For each line below that includes the word "startup", make a copy.

[Entries taken from a collection]
BEGIN

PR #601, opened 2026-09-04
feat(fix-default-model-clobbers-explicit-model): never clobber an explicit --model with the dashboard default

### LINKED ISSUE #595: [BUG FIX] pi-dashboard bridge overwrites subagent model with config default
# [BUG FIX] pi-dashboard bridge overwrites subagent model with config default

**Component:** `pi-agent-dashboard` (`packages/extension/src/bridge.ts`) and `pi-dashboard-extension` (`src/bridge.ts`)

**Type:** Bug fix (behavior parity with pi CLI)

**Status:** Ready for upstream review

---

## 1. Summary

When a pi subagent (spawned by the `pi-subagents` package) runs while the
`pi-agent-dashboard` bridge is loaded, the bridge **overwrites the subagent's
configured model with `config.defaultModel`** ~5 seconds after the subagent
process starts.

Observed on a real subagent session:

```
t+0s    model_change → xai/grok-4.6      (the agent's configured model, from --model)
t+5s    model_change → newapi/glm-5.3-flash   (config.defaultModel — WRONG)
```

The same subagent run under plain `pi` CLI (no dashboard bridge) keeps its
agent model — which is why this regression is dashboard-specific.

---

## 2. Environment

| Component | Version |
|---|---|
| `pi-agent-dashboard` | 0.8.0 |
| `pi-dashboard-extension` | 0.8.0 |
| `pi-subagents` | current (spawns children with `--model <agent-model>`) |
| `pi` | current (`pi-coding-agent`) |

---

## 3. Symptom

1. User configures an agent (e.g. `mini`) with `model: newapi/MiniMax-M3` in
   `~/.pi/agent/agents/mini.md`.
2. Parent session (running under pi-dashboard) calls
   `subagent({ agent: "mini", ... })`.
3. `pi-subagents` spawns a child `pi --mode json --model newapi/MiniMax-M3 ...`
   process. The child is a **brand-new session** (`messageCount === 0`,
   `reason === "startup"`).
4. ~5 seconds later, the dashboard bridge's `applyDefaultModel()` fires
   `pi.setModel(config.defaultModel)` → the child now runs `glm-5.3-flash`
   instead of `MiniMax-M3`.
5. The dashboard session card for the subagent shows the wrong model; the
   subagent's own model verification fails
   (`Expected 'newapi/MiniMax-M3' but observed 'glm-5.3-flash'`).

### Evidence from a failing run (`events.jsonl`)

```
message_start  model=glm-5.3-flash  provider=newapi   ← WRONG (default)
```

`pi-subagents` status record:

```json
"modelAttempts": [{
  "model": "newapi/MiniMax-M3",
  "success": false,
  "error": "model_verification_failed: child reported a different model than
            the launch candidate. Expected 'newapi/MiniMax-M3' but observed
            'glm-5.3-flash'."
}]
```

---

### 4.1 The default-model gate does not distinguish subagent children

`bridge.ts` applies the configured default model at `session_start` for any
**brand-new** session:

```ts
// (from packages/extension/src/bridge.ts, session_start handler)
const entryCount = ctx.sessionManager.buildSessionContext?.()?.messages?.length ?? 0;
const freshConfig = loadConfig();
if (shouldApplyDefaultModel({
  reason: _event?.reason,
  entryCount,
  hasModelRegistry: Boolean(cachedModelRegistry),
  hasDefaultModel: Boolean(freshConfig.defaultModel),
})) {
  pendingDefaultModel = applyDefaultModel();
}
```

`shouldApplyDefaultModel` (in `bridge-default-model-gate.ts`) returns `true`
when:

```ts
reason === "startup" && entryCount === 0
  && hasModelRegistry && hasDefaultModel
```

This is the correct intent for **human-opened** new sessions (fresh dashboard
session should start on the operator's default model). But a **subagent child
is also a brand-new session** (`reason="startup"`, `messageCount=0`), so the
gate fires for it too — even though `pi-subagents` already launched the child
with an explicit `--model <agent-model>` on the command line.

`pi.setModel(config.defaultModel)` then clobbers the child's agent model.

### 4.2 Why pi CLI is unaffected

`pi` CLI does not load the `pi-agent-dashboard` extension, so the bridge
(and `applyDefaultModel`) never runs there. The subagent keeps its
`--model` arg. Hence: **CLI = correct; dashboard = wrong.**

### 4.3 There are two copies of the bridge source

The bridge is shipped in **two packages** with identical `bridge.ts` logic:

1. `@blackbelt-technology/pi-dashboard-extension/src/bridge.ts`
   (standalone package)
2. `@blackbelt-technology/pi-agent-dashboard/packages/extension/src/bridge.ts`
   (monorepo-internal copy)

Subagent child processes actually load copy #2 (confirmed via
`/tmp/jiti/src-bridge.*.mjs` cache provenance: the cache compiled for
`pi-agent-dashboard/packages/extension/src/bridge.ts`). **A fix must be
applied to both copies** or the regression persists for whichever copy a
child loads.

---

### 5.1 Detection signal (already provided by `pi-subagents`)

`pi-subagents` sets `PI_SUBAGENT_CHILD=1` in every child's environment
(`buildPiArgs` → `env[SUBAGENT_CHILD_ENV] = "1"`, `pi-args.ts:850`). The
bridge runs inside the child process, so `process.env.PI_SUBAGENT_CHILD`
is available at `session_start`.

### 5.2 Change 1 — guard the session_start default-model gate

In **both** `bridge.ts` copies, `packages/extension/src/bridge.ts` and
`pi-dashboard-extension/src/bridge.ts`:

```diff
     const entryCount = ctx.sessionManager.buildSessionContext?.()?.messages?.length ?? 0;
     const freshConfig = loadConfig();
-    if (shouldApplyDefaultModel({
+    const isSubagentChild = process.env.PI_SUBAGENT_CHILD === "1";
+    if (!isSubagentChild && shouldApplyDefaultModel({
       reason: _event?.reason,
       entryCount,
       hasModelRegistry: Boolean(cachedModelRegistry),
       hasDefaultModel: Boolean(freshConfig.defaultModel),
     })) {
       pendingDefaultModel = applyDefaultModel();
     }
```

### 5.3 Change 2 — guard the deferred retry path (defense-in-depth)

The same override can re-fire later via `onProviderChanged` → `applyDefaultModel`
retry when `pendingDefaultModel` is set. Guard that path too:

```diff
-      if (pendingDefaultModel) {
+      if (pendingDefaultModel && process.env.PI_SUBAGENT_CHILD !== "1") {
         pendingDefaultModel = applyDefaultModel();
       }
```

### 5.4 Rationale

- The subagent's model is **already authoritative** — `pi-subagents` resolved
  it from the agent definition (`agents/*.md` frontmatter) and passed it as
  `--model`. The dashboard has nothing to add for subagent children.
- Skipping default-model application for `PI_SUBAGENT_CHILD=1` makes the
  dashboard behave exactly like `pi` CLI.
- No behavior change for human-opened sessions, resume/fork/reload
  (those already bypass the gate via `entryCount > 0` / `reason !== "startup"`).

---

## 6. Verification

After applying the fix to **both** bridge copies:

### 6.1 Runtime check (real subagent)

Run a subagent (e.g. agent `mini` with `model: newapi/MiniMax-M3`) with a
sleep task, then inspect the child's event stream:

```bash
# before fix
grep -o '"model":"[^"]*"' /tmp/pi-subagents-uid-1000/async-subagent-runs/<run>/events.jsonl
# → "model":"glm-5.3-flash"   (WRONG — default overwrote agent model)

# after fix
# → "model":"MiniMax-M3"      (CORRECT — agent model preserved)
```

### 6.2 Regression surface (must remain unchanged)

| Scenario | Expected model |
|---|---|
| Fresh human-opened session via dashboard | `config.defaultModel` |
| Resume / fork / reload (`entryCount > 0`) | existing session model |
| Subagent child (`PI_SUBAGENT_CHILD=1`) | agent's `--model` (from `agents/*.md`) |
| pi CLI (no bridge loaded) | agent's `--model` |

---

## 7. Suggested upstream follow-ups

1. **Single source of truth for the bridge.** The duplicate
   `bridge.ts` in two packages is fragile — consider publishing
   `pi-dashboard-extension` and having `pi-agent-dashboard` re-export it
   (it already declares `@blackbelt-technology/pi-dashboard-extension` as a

END

■ RESULT OF THE EXERCISE
   `reason === "startup"`).
reason === "startup" && entryCount === 0
is also a brand-new session** (`reason="startup"`, `messageCount=0`), so the
  (those already bypass the gate via `entryCount > 0` / `reason !== "startup"`).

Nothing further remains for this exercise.